[Dataset entries]
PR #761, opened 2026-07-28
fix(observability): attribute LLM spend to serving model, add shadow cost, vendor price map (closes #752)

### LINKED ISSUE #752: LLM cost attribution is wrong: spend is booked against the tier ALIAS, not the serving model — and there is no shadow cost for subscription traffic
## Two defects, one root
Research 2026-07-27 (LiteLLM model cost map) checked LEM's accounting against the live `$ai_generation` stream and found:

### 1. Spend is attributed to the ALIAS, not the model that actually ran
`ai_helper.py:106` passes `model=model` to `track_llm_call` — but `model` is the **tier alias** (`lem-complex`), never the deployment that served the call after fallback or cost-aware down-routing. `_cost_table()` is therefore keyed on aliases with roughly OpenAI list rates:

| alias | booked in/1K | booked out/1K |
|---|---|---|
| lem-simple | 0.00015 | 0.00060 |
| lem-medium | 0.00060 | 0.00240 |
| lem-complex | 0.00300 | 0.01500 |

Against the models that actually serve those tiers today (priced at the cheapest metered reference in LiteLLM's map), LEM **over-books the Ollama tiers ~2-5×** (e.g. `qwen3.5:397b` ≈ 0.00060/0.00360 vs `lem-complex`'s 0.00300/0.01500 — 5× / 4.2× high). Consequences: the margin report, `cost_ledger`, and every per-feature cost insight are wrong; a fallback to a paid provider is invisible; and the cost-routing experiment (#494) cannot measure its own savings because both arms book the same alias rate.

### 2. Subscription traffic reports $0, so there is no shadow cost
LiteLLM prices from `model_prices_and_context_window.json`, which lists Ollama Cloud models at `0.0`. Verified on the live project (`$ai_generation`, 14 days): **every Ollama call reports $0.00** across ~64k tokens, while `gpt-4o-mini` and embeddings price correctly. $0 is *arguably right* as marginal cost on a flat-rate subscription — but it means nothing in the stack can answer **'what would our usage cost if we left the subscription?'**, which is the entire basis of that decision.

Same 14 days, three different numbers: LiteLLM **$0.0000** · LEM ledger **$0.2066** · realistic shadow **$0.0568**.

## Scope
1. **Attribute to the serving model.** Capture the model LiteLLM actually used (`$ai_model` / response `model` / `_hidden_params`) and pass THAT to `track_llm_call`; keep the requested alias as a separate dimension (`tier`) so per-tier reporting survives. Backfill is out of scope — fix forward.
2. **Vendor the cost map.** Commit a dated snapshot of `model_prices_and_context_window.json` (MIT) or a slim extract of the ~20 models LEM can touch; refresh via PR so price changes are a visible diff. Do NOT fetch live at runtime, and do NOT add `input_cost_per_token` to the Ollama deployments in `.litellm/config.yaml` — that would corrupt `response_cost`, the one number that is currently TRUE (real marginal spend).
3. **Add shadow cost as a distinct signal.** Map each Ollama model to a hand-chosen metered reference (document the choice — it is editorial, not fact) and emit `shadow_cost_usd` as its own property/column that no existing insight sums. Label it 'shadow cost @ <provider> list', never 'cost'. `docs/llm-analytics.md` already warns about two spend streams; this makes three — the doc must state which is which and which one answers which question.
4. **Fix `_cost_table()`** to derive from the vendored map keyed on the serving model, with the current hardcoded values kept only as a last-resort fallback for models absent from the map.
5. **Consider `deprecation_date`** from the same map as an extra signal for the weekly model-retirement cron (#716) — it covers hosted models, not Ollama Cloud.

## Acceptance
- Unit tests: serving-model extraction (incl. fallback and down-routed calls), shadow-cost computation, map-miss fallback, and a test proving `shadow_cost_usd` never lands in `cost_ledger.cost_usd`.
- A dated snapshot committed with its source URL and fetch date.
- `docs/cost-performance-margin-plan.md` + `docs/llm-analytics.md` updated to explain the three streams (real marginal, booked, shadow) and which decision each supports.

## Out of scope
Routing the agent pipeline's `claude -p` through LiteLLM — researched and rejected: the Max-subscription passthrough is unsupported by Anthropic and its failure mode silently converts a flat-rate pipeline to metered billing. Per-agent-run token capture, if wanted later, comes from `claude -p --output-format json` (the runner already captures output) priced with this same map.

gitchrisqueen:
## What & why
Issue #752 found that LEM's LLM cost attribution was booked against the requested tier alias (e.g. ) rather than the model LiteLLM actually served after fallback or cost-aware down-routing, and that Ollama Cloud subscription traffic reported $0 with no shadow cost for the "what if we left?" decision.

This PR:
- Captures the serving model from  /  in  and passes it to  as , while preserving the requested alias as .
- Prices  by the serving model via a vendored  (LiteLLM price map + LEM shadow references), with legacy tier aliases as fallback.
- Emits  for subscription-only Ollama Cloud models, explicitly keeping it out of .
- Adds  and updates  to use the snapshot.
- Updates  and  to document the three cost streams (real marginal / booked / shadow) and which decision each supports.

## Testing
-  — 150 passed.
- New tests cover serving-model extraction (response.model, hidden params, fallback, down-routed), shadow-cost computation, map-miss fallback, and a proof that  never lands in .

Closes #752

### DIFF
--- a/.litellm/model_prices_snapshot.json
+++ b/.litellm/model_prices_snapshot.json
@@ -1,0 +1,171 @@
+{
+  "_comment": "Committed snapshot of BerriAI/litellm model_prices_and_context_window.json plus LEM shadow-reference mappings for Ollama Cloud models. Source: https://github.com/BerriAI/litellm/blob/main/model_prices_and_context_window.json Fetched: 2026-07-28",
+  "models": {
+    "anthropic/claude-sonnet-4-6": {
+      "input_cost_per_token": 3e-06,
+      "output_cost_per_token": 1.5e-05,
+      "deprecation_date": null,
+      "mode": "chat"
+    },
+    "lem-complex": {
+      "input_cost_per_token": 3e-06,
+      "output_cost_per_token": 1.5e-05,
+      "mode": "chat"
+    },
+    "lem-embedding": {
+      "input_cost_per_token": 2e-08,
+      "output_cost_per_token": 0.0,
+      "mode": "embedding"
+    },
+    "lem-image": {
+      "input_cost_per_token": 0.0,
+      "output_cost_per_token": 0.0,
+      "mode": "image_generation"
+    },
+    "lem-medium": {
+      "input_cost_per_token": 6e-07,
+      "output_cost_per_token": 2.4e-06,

What to produce >> Output, from the data above, the lines from the line with "0.00060 | 0.00240 |" to the line with "### 2. Subscription" exactly as they stand, both ends included and nothing else.

Worked solution >>
| lem-medium | 0.00060 | 0.00240 |
| lem-complex | 0.00300 | 0.01500 |

Against the models that actually serve those tiers today (priced at the cheapest metered reference in LiteLLM's map), LEM **over-books the Ollama tiers ~2-5×** (e.g. `qwen3.5:397b` ≈ 0.00060/0.00360 vs `lem-complex`'s 0.00300/0.01500 — 5× / 4.2× high). Consequences: the margin report, `cost_ledger`, and every per-feature cost insight are wrong; a fallback to a paid provider is invisible; and the cost-routing experiment (#494) cannot measure its own savings because both arms book the same alias rate.

### 2. Subscription traffic reports $0, so there is no shadow cost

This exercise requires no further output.